Collected data:
-------------------------
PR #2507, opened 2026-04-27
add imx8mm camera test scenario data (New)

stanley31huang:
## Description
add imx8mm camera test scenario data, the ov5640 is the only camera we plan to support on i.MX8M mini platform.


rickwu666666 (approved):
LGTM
-------------------------
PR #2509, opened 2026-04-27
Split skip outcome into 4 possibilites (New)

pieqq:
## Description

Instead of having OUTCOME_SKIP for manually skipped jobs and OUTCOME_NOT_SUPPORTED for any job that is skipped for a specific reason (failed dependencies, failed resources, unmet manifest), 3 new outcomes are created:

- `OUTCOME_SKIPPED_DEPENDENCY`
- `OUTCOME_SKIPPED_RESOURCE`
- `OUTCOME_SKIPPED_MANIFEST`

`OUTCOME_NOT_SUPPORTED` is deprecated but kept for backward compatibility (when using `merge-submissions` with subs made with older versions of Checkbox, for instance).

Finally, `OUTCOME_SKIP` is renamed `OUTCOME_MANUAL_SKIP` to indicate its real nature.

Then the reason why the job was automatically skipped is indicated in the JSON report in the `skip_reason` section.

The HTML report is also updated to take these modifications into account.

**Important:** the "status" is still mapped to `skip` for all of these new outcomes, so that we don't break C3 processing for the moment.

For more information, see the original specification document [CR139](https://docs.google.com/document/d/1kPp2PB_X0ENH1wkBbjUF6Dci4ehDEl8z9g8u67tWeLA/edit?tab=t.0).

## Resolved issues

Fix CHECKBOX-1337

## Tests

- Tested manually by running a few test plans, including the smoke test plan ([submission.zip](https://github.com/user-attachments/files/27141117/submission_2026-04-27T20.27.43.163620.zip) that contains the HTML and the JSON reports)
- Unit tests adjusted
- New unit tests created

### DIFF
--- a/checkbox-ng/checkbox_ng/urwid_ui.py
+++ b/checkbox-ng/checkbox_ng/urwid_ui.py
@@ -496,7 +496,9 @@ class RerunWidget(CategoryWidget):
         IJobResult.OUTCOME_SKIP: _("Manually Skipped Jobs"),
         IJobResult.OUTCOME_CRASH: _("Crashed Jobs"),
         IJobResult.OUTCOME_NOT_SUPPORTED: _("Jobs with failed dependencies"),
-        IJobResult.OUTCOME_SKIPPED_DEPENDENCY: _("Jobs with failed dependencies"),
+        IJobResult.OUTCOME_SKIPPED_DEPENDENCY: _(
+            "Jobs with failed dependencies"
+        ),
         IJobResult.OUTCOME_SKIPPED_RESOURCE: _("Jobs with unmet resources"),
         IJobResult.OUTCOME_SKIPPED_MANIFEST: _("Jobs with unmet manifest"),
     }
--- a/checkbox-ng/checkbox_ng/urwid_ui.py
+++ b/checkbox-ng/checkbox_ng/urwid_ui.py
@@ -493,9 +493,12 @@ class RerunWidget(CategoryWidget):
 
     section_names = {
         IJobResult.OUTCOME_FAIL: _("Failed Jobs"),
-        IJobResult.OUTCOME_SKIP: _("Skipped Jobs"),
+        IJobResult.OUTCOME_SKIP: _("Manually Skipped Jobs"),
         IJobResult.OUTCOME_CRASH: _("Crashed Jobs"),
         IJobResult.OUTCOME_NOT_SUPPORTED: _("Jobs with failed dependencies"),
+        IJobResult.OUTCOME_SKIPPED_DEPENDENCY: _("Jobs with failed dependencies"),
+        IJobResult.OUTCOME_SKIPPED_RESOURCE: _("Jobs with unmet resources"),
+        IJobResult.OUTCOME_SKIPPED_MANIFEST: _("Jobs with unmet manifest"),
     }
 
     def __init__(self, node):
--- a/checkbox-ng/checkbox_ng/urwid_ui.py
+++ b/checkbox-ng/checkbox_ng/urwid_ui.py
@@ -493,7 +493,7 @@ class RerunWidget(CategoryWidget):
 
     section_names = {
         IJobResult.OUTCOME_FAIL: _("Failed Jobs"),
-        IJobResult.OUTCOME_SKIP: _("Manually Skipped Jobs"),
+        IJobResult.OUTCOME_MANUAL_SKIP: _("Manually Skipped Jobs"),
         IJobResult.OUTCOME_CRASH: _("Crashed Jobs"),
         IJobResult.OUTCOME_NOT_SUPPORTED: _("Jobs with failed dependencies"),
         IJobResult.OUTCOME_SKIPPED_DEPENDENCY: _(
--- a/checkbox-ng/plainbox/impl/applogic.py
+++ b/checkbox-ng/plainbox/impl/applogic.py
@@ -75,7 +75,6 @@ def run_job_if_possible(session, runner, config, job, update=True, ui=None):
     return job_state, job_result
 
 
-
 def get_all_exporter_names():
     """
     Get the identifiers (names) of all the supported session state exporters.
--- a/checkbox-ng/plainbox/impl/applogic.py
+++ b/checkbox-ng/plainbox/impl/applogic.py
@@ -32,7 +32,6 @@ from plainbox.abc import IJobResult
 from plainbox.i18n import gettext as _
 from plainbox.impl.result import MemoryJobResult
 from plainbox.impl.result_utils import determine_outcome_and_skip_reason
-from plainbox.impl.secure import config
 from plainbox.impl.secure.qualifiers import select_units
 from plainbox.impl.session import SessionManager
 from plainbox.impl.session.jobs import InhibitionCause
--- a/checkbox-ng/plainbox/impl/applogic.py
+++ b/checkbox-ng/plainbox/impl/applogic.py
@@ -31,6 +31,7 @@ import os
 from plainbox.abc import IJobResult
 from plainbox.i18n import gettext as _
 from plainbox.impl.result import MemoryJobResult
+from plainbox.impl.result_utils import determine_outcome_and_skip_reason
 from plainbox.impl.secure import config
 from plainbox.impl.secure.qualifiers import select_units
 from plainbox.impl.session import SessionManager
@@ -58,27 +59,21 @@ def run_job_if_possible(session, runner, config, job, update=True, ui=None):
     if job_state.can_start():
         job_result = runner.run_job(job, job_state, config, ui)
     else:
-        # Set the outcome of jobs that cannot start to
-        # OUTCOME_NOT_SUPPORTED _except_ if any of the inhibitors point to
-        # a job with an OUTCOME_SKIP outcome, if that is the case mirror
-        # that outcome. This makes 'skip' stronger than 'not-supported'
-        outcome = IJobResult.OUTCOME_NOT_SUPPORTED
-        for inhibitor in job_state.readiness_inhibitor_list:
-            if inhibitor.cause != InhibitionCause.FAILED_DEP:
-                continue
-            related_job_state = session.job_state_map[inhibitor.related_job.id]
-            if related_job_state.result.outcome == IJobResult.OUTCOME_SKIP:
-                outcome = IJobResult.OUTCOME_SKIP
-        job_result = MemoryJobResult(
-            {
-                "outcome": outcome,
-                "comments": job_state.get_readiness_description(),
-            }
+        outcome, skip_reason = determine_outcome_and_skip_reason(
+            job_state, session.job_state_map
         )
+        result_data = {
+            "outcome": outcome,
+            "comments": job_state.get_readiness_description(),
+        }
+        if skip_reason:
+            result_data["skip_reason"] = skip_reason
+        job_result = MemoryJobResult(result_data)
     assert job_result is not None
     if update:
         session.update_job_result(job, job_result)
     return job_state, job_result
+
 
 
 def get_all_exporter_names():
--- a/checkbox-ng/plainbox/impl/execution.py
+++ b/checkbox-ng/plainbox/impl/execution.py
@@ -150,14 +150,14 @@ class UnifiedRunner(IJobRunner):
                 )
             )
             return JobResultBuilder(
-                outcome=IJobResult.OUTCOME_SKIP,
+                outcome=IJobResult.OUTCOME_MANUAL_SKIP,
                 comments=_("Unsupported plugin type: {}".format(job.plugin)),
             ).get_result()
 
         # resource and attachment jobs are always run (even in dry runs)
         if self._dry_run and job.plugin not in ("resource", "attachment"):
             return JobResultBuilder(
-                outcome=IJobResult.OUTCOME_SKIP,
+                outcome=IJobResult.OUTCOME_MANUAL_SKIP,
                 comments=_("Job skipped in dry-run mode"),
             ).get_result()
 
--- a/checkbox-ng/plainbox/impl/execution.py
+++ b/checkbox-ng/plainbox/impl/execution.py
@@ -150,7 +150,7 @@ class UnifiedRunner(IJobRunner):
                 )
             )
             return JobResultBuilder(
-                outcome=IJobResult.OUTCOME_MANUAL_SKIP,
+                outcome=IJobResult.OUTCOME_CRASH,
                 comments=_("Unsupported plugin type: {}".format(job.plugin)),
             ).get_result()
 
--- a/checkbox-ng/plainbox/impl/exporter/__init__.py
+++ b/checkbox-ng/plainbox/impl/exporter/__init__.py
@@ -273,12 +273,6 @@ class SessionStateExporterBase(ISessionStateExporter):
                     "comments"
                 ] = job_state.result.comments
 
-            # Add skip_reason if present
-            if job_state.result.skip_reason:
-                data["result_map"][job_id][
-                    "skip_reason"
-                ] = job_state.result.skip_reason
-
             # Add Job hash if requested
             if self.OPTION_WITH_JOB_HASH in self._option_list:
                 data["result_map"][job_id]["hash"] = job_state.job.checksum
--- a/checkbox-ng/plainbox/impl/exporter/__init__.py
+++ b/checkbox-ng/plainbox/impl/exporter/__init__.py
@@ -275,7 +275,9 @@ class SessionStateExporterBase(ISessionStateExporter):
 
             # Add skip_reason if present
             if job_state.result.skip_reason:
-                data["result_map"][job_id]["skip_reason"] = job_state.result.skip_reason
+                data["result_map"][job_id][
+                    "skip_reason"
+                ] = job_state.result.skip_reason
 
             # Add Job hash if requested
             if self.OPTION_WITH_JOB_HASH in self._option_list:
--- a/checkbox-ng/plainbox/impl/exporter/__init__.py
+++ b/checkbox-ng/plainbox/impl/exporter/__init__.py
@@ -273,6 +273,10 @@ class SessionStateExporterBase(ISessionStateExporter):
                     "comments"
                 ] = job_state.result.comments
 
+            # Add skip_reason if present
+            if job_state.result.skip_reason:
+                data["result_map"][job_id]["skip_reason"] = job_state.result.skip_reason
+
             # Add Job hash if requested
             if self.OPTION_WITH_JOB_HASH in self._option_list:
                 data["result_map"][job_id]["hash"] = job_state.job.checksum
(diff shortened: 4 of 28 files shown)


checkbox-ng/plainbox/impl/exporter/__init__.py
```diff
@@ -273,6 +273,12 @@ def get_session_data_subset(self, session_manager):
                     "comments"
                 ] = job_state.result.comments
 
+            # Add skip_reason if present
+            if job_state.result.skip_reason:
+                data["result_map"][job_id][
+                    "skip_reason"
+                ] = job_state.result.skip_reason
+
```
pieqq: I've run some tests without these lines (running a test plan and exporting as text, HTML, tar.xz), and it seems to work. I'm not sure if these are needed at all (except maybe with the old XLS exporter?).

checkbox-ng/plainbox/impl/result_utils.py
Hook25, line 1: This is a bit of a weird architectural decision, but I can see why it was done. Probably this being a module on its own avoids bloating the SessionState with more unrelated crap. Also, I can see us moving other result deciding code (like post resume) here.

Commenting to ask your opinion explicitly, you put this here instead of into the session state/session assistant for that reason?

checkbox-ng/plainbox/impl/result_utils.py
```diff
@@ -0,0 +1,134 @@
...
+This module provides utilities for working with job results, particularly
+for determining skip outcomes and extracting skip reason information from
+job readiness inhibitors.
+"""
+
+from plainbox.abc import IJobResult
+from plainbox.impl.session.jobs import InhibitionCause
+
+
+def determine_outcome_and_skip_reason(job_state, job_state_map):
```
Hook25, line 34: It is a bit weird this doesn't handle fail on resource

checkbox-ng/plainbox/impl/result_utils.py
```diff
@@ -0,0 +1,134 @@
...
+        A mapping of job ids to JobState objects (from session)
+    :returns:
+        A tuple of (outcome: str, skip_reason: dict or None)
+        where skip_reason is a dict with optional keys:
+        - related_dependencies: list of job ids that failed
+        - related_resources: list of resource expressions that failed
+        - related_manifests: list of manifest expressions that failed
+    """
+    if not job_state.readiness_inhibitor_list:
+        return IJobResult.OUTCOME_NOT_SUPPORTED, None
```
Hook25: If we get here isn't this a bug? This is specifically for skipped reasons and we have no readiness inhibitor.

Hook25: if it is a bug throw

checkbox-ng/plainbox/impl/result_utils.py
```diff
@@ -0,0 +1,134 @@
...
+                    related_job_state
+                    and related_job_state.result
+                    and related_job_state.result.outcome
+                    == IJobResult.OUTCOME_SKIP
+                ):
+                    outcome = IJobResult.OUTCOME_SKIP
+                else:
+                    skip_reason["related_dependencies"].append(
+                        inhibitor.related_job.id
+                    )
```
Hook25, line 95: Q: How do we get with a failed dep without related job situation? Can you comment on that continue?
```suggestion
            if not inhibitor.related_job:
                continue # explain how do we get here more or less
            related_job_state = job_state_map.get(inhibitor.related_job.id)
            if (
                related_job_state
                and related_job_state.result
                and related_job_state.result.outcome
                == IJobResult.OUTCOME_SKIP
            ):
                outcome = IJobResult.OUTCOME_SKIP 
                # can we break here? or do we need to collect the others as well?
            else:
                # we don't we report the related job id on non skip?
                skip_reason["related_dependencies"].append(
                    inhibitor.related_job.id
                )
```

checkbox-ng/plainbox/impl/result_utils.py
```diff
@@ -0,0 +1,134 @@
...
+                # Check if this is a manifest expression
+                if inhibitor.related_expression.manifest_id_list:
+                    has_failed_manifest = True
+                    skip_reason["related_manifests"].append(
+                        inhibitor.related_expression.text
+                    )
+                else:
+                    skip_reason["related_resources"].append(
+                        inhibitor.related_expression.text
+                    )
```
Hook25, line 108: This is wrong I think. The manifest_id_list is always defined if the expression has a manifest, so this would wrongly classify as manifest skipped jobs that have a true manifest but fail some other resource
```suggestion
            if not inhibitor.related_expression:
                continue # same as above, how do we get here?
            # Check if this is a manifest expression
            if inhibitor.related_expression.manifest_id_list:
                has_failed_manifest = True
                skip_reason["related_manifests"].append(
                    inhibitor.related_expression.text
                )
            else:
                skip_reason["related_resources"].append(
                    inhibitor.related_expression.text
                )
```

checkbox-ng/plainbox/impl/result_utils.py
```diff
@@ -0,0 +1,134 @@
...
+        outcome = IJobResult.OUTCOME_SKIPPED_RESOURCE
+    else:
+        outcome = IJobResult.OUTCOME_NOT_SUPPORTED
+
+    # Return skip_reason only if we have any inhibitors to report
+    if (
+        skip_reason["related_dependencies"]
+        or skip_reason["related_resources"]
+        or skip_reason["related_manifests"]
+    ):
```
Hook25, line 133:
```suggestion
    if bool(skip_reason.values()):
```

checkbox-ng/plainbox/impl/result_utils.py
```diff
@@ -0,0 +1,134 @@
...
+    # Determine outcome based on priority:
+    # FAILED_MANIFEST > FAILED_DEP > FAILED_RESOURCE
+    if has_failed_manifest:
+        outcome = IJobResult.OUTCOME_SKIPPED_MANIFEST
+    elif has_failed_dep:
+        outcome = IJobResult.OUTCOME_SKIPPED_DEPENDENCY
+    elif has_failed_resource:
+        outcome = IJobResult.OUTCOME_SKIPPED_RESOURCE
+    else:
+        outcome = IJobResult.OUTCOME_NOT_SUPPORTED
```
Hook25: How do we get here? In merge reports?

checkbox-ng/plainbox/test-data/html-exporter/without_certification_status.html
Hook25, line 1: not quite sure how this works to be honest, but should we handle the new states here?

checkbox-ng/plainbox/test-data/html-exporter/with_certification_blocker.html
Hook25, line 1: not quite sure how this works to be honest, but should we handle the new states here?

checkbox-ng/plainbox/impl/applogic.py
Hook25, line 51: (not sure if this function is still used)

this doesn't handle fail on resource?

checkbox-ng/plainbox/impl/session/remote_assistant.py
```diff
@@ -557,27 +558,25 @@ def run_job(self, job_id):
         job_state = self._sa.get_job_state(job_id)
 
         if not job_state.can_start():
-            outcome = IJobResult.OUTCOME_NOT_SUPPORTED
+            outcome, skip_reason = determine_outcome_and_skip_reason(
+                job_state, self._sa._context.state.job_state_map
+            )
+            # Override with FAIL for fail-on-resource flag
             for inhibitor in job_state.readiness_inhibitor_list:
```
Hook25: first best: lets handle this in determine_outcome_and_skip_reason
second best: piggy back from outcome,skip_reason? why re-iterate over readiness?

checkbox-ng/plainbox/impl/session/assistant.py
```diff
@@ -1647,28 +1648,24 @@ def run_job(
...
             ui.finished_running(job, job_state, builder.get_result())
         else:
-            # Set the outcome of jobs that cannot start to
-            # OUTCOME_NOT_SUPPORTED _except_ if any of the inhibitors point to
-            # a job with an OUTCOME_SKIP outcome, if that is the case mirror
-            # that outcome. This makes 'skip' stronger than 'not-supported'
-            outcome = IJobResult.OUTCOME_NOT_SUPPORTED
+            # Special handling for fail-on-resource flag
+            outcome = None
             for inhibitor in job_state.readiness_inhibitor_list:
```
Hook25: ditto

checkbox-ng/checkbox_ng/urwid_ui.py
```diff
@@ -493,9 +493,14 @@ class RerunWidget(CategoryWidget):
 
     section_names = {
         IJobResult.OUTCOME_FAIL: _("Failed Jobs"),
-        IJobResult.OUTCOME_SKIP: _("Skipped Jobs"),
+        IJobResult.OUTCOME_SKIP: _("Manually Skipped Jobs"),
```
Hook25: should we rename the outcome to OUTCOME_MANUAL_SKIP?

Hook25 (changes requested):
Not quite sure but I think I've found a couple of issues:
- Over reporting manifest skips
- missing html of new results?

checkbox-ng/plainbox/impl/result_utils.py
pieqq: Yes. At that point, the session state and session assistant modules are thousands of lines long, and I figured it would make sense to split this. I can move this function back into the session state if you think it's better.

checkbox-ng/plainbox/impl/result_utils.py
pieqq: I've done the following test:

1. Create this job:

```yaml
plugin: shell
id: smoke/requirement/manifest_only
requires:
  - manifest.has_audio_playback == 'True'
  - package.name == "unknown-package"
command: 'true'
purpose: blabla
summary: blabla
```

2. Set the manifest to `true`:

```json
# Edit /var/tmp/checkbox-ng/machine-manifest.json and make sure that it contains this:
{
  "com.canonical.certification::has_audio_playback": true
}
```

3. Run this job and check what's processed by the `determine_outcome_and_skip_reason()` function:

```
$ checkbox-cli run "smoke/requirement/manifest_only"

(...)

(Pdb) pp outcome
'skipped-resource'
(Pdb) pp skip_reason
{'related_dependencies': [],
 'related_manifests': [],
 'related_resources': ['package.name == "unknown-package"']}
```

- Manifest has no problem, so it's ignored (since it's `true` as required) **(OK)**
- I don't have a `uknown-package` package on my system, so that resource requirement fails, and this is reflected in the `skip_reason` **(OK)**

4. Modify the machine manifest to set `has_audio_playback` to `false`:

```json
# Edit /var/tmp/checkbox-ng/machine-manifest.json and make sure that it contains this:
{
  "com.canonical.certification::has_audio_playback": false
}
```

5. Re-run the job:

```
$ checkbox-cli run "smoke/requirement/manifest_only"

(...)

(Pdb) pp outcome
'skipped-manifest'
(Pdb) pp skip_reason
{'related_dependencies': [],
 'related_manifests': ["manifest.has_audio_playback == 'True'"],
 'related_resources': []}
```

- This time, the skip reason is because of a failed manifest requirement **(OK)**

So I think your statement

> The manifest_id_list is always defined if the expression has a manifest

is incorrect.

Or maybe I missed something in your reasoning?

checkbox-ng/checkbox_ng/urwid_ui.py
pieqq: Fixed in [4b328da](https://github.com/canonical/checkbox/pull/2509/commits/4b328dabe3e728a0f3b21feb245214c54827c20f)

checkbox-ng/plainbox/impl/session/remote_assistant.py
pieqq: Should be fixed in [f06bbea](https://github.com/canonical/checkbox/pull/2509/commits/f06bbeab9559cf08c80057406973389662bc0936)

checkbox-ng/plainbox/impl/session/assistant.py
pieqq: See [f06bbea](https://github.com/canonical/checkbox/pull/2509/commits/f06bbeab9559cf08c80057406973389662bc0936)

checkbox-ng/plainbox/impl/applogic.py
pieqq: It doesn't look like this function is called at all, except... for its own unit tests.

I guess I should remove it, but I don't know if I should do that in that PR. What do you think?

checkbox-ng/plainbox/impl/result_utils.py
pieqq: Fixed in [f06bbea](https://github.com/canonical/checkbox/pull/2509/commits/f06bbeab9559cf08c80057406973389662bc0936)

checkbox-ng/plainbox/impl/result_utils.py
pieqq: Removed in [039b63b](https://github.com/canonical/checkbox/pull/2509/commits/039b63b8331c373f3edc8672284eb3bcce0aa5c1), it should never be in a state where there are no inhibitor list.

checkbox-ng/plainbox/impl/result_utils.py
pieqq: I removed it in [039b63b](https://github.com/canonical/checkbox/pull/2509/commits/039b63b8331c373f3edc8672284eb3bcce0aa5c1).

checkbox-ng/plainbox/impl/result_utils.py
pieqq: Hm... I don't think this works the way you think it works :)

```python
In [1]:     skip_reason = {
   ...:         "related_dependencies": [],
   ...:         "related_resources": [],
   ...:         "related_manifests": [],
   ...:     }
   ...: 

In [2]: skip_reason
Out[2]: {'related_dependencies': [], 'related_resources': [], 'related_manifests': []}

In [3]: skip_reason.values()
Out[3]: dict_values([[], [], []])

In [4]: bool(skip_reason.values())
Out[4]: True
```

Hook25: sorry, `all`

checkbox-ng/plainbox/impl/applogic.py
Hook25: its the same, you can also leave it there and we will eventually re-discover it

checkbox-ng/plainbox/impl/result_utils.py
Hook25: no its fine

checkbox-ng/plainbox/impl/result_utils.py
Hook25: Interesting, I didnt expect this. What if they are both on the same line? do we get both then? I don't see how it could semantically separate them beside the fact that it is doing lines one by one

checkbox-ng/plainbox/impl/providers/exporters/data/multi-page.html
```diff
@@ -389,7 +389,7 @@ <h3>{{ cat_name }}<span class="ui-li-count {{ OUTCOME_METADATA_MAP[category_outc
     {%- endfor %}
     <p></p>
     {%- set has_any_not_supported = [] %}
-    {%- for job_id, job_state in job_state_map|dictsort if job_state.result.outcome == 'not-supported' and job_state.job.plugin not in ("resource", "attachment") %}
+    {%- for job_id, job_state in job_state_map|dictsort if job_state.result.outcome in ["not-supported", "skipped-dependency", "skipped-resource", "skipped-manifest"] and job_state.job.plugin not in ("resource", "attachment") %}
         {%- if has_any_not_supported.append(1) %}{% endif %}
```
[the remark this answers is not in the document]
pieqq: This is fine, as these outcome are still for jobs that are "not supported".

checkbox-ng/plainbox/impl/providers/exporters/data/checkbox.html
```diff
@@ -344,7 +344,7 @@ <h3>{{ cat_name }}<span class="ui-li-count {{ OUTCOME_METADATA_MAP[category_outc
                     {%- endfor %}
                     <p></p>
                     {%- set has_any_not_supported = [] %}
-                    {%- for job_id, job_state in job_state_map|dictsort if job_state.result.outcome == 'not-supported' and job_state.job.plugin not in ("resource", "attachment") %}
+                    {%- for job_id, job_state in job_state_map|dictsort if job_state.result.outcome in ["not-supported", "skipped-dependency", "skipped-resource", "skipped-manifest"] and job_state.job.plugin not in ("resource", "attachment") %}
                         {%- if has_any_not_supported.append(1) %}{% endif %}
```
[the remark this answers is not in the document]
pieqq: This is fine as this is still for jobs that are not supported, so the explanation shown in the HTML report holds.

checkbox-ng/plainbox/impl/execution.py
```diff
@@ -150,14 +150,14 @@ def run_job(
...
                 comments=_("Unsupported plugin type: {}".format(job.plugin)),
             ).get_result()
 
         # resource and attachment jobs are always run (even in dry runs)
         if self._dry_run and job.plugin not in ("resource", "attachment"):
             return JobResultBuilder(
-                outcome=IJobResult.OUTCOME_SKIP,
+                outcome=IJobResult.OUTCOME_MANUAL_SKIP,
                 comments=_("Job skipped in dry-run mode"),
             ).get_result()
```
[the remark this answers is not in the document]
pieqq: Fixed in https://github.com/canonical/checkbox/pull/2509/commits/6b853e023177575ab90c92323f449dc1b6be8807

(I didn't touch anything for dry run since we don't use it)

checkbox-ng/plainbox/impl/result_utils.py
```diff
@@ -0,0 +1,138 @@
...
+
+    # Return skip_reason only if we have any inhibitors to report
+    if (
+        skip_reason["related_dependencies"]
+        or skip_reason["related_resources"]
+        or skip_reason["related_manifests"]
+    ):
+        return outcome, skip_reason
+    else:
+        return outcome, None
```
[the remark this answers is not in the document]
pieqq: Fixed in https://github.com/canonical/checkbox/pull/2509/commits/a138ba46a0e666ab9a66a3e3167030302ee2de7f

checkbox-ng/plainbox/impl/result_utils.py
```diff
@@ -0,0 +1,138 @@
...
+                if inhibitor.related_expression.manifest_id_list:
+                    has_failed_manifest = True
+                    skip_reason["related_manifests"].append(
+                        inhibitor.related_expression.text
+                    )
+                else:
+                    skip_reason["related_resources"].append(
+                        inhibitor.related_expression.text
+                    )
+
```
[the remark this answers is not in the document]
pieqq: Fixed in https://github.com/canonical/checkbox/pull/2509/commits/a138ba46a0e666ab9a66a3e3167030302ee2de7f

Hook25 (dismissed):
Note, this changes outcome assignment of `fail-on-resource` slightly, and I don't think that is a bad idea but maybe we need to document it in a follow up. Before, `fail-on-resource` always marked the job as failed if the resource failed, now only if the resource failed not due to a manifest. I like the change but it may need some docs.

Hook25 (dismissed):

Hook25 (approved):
-------------------------
• Task objective: Report each line in the entries where the string "would" occurs.

• Result of this task:
Hook25, line 108: This is wrong I think. The manifest_id_list is always defined if the expression has a manifest, so this would wrongly classify as manifest skipped jobs that have a true manifest but fail some other resource
pieqq: Yes. At that point, the session state and session assistant modules are thousands of lines long, and I figured it would make sense to split this. I can move this function back into the session state if you think it's better.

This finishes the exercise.